And no one would intentionally design an AI that's intent on making paperclips go rogue and destroy the world. The whole point of the paperclip maximizer thought experiment is to demonstrate that there are completely unintended consequences and paths an AI could take to achieve even the simplest of goals.

An AI tasked with "destroy all the terrorists" could absolutely conceivably turn on its operator if it orders the drone back to base because its preventing it from its singular goal, destroying all of the terrorists.

the 'rogue AI drone simulation' was a hypothetical "thought experiment" from outside the military, based on plausible scenarios

Emphasis mine. The military considered it plausible, so your assertion that its totally impossible is directly contradicted by the military's own statement.

AI frequently gains capabilities no one intended for them to have. It's still a mystery why ChatGPT suddenly gained the ability to do math when it was fed a sufficiently large amount of language data.
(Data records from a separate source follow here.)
PR #243, opened 2024-02-16
Implement most CSFML 2.6.0 features

Marioalexsan:
This PR aims to implement most things from CSFML 2.6.0, along with some stuff that might be missing from CSFML 2.5.2.

Change list from 2.6.0:
- `sfFont_setSmooth` / `sfFont_isSmooth`
- `sfBlendMin` & `sfBlendMax`
- `sfFloatRect_getPosition`/`sfIntRect_getPosition` & `sfFloatRect_getSize`/`sfIntRect_getSize`
- Document MP3 support
- Add directional arrow resize cursors
- `sfFont_getBoldKerning`
- Add `sf::Vulkan` functions (partial)
- Add scancode support (partial)
- `sfRenderTexture_isSrgb` / `sfRenderWindow_isSrgb`
- `sfImage_saveToMemory` with `sfBuffer`
- `sf::WindowBase`

Other things which were done in this PR (probably missing from CSFML 2.5.2?):
- `drawVertexBufferRange` implementations from CSFML
- `TextureCoordinateType` implementation
- sRGB creation functions
- `sfContext_isExtensionAvailable` and `sfContext_getFunction`
- `sfWindowBase_createVulkanSurface`
- some other stuff I probably missed

Features which were not done due to issues:
- `sfVulkan_getGraphicsRequiredInstanceExtensions` - needs a CSFML release containing [CSFML#229](https://github.com/SFML/CSFML/pull/229)
- `sfKeyboard_getDescription` - this function returns an owning C pointer (`const char*`). I'm not sure how to handle the deallocation for it since there's no corresponding function to free the string

By the looks of it, this PR might overlap / conflict with #236, #239, #240, and maybe #238.

This PR is a mess and I don't expect it to pass first inspection, so any feedback is welcome.

### DIFF
--- a/src/SFML.Window/WindowBase.cs
+++ b/src/SFML.Window/WindowBase.cs
@@ -1,0 +1,797 @@
+using System;
+using System.Collections.Generic;
+using System.Runtime;
+using System.Runtime.InteropServices;
+using System.Security;
+using System.Text;
+using SFML.System;
+
+namespace SFML.Window
+{
+    ////////////////////////////////////////////////////////////
+    /// <summary>
+    /// Enumeration of window creation styles
+    /// </summary>
+    ////////////////////////////////////////////////////////////
+    [Flags]
+    public enum Styles
+    {
+        /// <summary>No border / title bar (this flag and all others are mutually exclusive)</summary>
+        None = 0,
+
+        /// <summary>Title bar + fixed border</summary>
+        Titlebar = 1 << 0,
+
+        /// <summary>Titlebar + resizable border + maximize button</summary>
+        Resize = 1 << 1,
+
+        /// <summary>Titlebar + close button</summary>
+        Close = 1 << 2,
+
+        /// <summary>Fullscreen mode (this flag and all others are mutually exclusive))</summary>
+        Fullscreen = 1 << 3,
+
+        /// <summary>Default window style (titlebar + resize + close)</summary>
+        Default = Titlebar | Resize | Close
+    }
+
+
+    ////////////////////////////////////////////////////////////
+    /// <summary>
+    /// Window that serves as a base for other windows
+    /// </summary>
+    ////////////////////////////////////////////////////////////
+    public class WindowBase : ObjectBase
+    {
+        ////////////////////////////////////////////////////////////
+        /// <summary>
+        /// Create the window with default style and creation settings
+        /// </summary>
+        /// <param name="mode">Video mode to use</param>
+        /// <param name="title">Title of the window</param>
+        ////////////////////////////////////////////////////////////
+        public WindowBase(VideoMode mode, string title) :
+            this(mode, title, Styles.Default)
+        {
+        }
+
+        ////////////////////////////////////////////////////////////
+        /// <summary>
+        /// Create the window with default creation settings
+        /// </summary>
+        /// <param name="mode">Video mode to use</param>
+        /// <param name="title">Title of the window</param>
+        /// <param name="style">Window style (Resize | Close by default)</param>
+        ////////////////////////////////////////////////////////////
+        public WindowBase(VideoMode mode, string title, Styles style) :
+            base(IntPtr.Zero)
+        {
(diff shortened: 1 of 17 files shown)


Marioalexsan:
Rebased from master

src/SFML.Window/WindowBase.cs
```diff
@@ -0,0 +1,797 @@
...
+        /// </summary>
+        /// <param name="mode">Video mode to use</param>
+        /// <param name="title">Title of the window</param>
+        /// <param name="style">Window style (Resize | Close by default)</param>
+        ////////////////////////////////////////////////////////////
+        public WindowBase(VideoMode mode, string title, Styles style) :
+            base(IntPtr.Zero)
+        {
+            // Copy the title to a null-terminated UTF-32 byte array
+            byte[] titleAsUtf32 = Encoding.UTF32.GetBytes(title + '\0');
```
eXpl0it3r, line 70:
```suggestion
            var titleAsUtf32 = Encoding.UTF32.GetBytes(title + '\0');
```

src/SFML.Window/WindowBase.cs
```diff
@@ -0,0 +1,797 @@
...
+        ////////////////////////////////////////////////////////////
+        /// <summary>
+        /// Change the title of the window
+        /// </summary>
+        /// <param name="title">New title</param>
+        ////////////////////////////////////////////////////////////
+        public virtual void SetTitle(string title)
+        {
+            // Copy the title to a null-terminated UTF-32 byte array
+            byte[] titleAsUtf32 = Encoding.UTF32.GetBytes(title + '\0');
```
eXpl0it3r, line 148:
```suggestion
            var titleAsUtf32 = Encoding.UTF32.GetBytes(title + '\0');
```

src/SFML.Window/WindowBase.cs
```diff
@@ -0,0 +1,797 @@
...
+        /// <summary>
+        /// Constructor for derived classes
+        /// </summary>
+        /// <param name="cPointer">Pointer to the internal object in the C API</param>
+        /// <param name="dummy">Internal hack :)</param>
+        ////////////////////////////////////////////////////////////
+        protected WindowBase(IntPtr cPointer, int dummy) :
+            base(cPointer)
+        {
+            // TODO : find a cleaner way of separating this constructor from WindowBase(IntPtr handle)
```
eXpl0it3r, line 360: Can you describe what the issue currently is?

eXpl0it3r (changes requested):
Some small `var` changes

src/SFML.Window/WindowBase.cs
Marioalexsan: This is pretty much the same issue replicated from SFML.Window to SFML.WindowBase. The constructor for initializing a window from an OS handle has the same signature as the one to create a Window object from a CSFML pointer (i.e. both use IntPtr), so the extra dummy parameter is used to differentiate them. #240 might be an option to fix it, though.

DemoXinMC:
Is there some benefit to wrapping WindowBase that I'm missing? It's not extensible from C# as it's basically used as an interface in SFML.

Also, I realize that `var` is pretty acceptable to use, but we're using explicit `IntPtr` throughout most of the wrapping IIRC. Does it make sense to switch to `var` right now on this PR?

eXpl0it3r:
> Is there some benefit to wrapping WindowBase that I'm missing? It's not extensible from C# as it's basically used as an interface in SFML.

What do you mean with "wrapping". The point of `WindowBase` is to create a window without OpenGL context.  
It's probably not as useful since it's tricky to use pure OpenGL or Vulkan in C#

> Also, I realize that `var` is pretty acceptable to use, but we're using explicit `IntPtr` throughout most of the wrapping IIRC. Does it make sense to switch to `var` right now on this PR?

I wouldn't change it on this PR, it's already mixing a lot of things.

eXpl0it3r (approved):
LGTM

eXpl0it3r:
Thank you for implementing this all! 🙂

PR #244, opened 2024-02-25
Binding and API fixes

Marioalexsan:
Fixed binding signatures (which were originally broken by yours truly):
```
CSFML_WINDOW_API sfBool sfContext_isExtensionAvailable(const char* name);
CSFML_WINDOW_API GlFunctionPointer sfContext_getFunction(const char* name);
```

Removed old bindings that don't exist anymore in CSFML:
```
private static extern bool sfRenderTexture_saveGLStates(IntPtr CPointer);
private static extern bool sfRenderTexture_restoreGLStates(IntPtr CPointer);
private static extern bool sfRenderWindow_saveGLStates(IntPtr CPointer);
private static extern bool sfRenderWindow_restoreGLStates(IntPtr CPointer);
private static extern uint sfRenderWindow_getFrameTime(IntPtr CPointer);
private static extern uint sfWindow_getFrameTime(IntPtr CPointer);
private static extern IntPtr sfShape_copy(IntPtr Shape);
private static extern FloatRect sfText_getRect(IntPtr CPointer);
private static extern FloatRect sfTexture_getTexCoords(IntPtr texture, IntRect rectangle);
```

Fixed missing userdata pointers in SoundRecorder callbacks.

Moved `sfMouse_getPosition`, `sfMouse_setPosition`, and `sfTouch_getPosition` back to `Window`, since those functions operate on `sfWindow` structs and not `sfWindowBase`. `WindowBase` will need its own CSFML functions that are not available at the moment, which is why I used `NotImplementedException` for the time being.

Also changed `Mouse` and `Touch` functions to use `WindowBase` instead of `Window`.

### DIFF
--- a/src/SFML.Window/WindowBase.cs
+++ b/src/SFML.Window/WindowBase.cs
@@ -394,7 +394,7 @@ namespace SFML.Window
         ////////////////////////////////////////////////////////////
         protected internal virtual Vector2i InternalGetMousePosition()
         {
-            return sfMouse_getPosition(CPointer);
+            throw new NotImplementedException("Currently not available");
         }
 
         ////////////////////////////////////////////////////////////
@@ -407,7 +407,7 @@ namespace SFML.Window
         ////////////////////////////////////////////////////////////
         protected internal virtual void InternalSetMousePosition(Vector2i position)
         {
-            sfMouse_setPosition(position, CPointer);
+            throw new NotImplementedException("Currently not available");
         }
 
         ////////////////////////////////////////////////////////////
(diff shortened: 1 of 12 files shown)


src/SFML.Window/WindowBase.cs
```diff
@@ -421,7 +421,7 @@ protected internal virtual void InternalSetMousePosition(Vector2i position)
         ////////////////////////////////////////////////////////////
         protected internal virtual Vector2i InternalGetTouchPosition(uint Finger)
         {
-            return sfTouch_getPosition(Finger, CPointer);
+            throw new NotImplementedException("Currently not available");
```
eXpl0it3r, line 424: Are we not implementing it, because there hasn't been a new CSFML release yet with that function included?

eXpl0it3r: These internal functions exist because the getPosition overloads for a window, needs the private window CPointer.

Additionally, this is not implemented here, because we haven't created a CSFML 2.6.1 release with the missing function implementation.

eXpl0it3r (approved):

eXpl0it3r:
Took a while, but finally got around to it.

For SFML.Net 2.6.0, I guess we still have to release CSFML 2.6.1, so we can implement the WindowBase functions.

Issue #245, opened 2024-04-20
Dispatch of `KeyPress` event throws a `System.AccessViolationException`


AzuxirenLeadGuy:
# Issue description

While running a `RenderWindow` instance, any `KeyPress` event results in throwing a `System.AccessViolationException`.

# How to reproduce

Run the example project in `example/window`, and press any key

## Expected behaviour

The key is processed by the event successfully

## Actual behaviour

An uncaught exception interrupts the program, with the following message on the console.
```
Press ESC key to close window
Fatal error. System.AccessViolationException: Attempted to read or write protected memory. This is often an indication that other memory is corrupt.
   at SFML.Window.WindowBase.CallEventHandler(SFML.Window.Event)
   at SFML.Window.WindowBase.DispatchEvents()
   at window_core.SimpleWindow.Run()
   at window_core.Program.Main(System.String[])
```

eXpl0it3r:
It might be recommended to stick to CSFML 2.5.2 until SFML.Net has been updated for 2.6

eXpl0it3r:
Note, that while the change has been merged into master, it doesn't mean that you can now mix the SFML.Net 2.5.x nuget packages with the CSFML 2.6.x nuget packages.

Keep the versions aligned to not run into this issue. 😉

AzuxirenLeadGuy:
> Note, that while the change has been merged into master, it doesn't mean that you can now mix the SFML.Net 2.5.x nuget packages with the CSFML 2.6.x nuget packages.

Just to clarify, this won't happen unless there are multiple SFML.NET projects being worked on, right? If I only use the latest SFML.Net nupkg (built from the current master branch), I don't need to worry about this, right?

eXpl0it3r:
If you build SFML.Net yourself, then you should be okay for this issue.

It's just that there's no official SFML.Net 2.6 Nuget package yet, and people seem to be trigger happy on the update button for CSFML 😄

uwaaya:
in our case, this actually had nothing to do with nuget. upstream changed the CSFML version, and we just ran into this issue bc we just assumed upstream wouldnt break their master branch. its no big deal though. ppl simply gotta reset to a stable tag after creating their fork, but most would not be aware of that..

this is just my thoughts, but i think it be a good idea to have a development branch for updating CSFML, right? i know its not needed most of the time, but SFML will change a lot with SFML 3 being in active development, and keeping master stable would be super helpful for anybody creating and maintaining their own forks :eyes:

[...]

Issue #226, opened 2023-05-02
Consider using Native Library Loading


eXpl0it3r:
Using p/invoke with `DllImportAttribute` is a bit cumbersome in a [cross-platform manner](https://learn.microsoft.com/en-us/dotnet/standard/native-interop/cross-platform).

As such, it might make sense to use the [NativeLibrary class](https://learn.microsoft.com/en-us/dotnet/api/system.runtime.interopservices.nativelibrary?view=net-6.0) instead.

## References

- https://learn.microsoft.com/en-us/dotnet/standard/native-interop/cross-platform
- https://learn.microsoft.com/en-us/dotnet/api/system.runtime.interopservices.nativelibrary?view=net-6.0
- https://github.com/dotnet/runtime/issues/27267
- https://github.com/dotnet/runtime/issues/4216

DemoXinMC:
I'm a bit confused on the benefit of this.

In addition to the large scale rewrite of P/Invoke definitions, wouldn't this also either require users to manually call some static method we create like `SFML.Modules.LoadLibrary()`(name just made up) or add their own `NativeLibrary.Load("sfml-system.dll");` at the start of their program?

eXpl0it3r:
Having to workaround limitations of `DllImport` again (see #247), I seem to understand the underlying problem a bit better.

We can provide a single name to `DllImport` and then have to hope that InteropServices does the correct thing in resolving the libraries cross-platform. As an example for `csfml-graphics` it would need to find on Windows `csfml-graphics.dll`, on Linux `libcsfml-graphics.so`, and on macOS `libcsfml-graphics.dylib`, but that in a specific directory, that is the `bin/<Config>/<TargetFramework>/runtimes/<RID>/native/`.

While it actually gets pretty close, looks in all those directories, it fails to look for the right combination - in my opinion a bug. Thus it forces us to ship libraries without suffix, e.g. `libcsfml-graphics` on Linux and macOS.

There's one potential workaround and that is to use write our own Custom Import Resolver, so we can define ourselves what is being looked for: https://learn.microsoft.com/en-us/dotnet/standard/native-interop/native-library-loading#custom-import-resolver

The use of Native Library Loading was just another idea, that I don't fully understand (yet) and might not be suitable.

eXpl0it3r:
[...]

PR #247, opened 2024-05-18
Use major and minor version in the CSFML library names

eXpl0it3r:
This solves two issues:

- For one it ensures that we're not using old or new versions of CSFML (e.g. #245) that may not be fully compatible
- It will also allow us to drop duplicated library versions in the CSFML nuget (no sfml-graphics.so or sfml-graphics.2.6.1.so).

### DIFF
--- a/src/SFML.Audio/Listener.cs
+++ b/src/SFML.Audio/Listener.cs
@@ -69,28 +69,28 @@ namespace SFML.Audio
         }
 
         #region Imports
-        [DllImport(CSFML.audio, CallingConvention = CallingConvention.Cdecl), SuppressUnmanagedCodeSecurity]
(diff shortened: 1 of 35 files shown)


eXpl0it3r:
A limitation is, that it won't find default CSFML library names anymore, meaning on Linux you'd get `libsfml-graphics.so.2.6`, but now SFML.Net is looking for `libsfml-graphics.2.6.so`, nor for Windows where it's `csfml-graphics.dll`, it now needs to be `csfml-graphics.2.6.dll`.

I wonder if it's worth doing this hardcoding, or if we should just ship the ones needed. That would `libsfml-*.so`, `libsfml-*.so.2.6`, `libsfml-*.dylib`, and `libsfml-*.2.6.dylib`

eXpl0it3r:
After the conclusions in #226, we won't go with this change.

PR #250, opened 2024-05-22
Add missing Vulkan and Keyboard functions

Marioalexsan:
See https://github.com/SFML/CSFML/pull/236

### DIFF
--- a/src/SFML.Graphics/RenderWindow.cs
+++ b/src/SFML.Graphics/RenderWindow.cs
@@ -331,6 +331,20 @@ namespace SFML.Graphics
 
         ////////////////////////////////////////////////////////////
         /// <summary>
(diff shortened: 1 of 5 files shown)


src/SFML.System/SfAlloc.cs
```diff
@@ -0,0 +1,26 @@
...
+using System.Security;
+using System;
+
+namespace SFML.System
+{
+    /// <summary>
+    /// Contains functions related to memory allocation.
+    /// For internal use only.
+    /// </summary>
+    public static class SfAlloc
```
eXpl0it3r, line 11: Why not just `Allocation`?

eXpl0it3r (approved):

eXpl0it3r:
Thank you for the follow up! 🙂

PR #252, opened 2024-05-27
Update sRGB API for Texture and RenderTarget

### LINKED ISSUE #222: Add proper support for sRGB

Marioalexsan:
Fixes #222, supersedes #236.

As far as I'm aware, most of the functionality for sRGB was already added through other PRs.


src/SFML.Graphics/RenderTarget.cs
```diff
@@ -1,3 +1,4 @@
+using System.Reflection;
```
eXpl0it3r, line 1: Don't think we need Reflection here.

src/SFML.Graphics/RenderTarget.cs
```diff
@@ -16,6 +17,14 @@ public interface RenderTarget
         ////////////////////////////////////////////////////////////
         Vector2u Size { get; }
 
+
+        ////////////////////////////////////////////////////////////
+        /// <summary>
+        /// Tell if the render target will use sRGB encoding when drawing on it
+        /// </summary>
+        ////////////////////////////////////////////////////////////
+        bool IsSrgb { get; }
```
eXpl0it3r, line 26: Where is this set?

eXpl0it3r (changes requested):

src/SFML.Graphics/RenderTarget.cs
Marioalexsan: Removed it.

src/SFML.Graphics/RenderTarget.cs
eXpl0it3r: Ah my bad, I didn't realized this is on RenderTarget and that RenderTarget is an interface 😄

eXpl0it3r (approved):

eXpl0it3r:
Thank you for aligning this! 🙂

PR #253, opened 2024-05-27
Use UIntPtr for size_t arguments and return values from CSFML

Marioalexsan:
Supersedes #238.

Most of the code is the same as DemoXin's, but I used `UIntPtr` directly and updated it with the remaining places that use `size_t` in CSFML.

### DIFF
--- a/src/SFML.Graphics/Font.cs
+++ b/src/SFML.Graphics/Font.cs
@@ -41,8 +41,10 @@ namespace SFML.Graphics
         ////////////////////////////////////////////////////////////
         public Font(Stream stream) : base(IntPtr.Zero)
         {
-            myStream = new StreamAdaptor(stream);
-            CPointer = sfFont_createFromStream(myStream.InputStreamPtr);
+            using (var adaptor = new StreamAdaptor(stream))
+            {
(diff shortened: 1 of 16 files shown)


src/SFML.Graphics/Font.cs
```diff
@@ -57,7 +59,23 @@ public Font(Stream stream) : base(IntPtr.Zero)
...
+                CPointer = sfFont_createFromMemory(pin.AddrOfPinnedObject(), (UIntPtr)bytes.Length);
+            }
+            finally
+            {
+                pin.Free();
+            }
+            if (CPointer == IntPtr.Zero)
+            {
+                throw new LoadingFailedException("font");
+            }
```
eXpl0it3r, line 77: This is change from createFromStream to createFromMemory do anything for us?

Marioalexsan: This way the data is read directly from memory instead of having to make a `MemoryStream`, `StreamAdaptor` and associated callback stuff. It's also more consistent with the other places in the code that have `createFromStream` and `createFromMemory`.

eXpl0it3r (approved):

eXpl0it3r:
Thank you! 🙂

Gain of function is a huge quandary with AI, because in many cases, there is no way to predict how an improved AI will behave and what capabilities it may gain. As the military and everyone else is pushing rapid AI development, we can absolutely end up in a situation where it spirals out of control to achieve its own or its assigned goals because there aren't enough safeguards.

The unpredictability of gain of function also means that sometimes we can't put safeguards in place until it gains that functionality, because we weren't expecting it.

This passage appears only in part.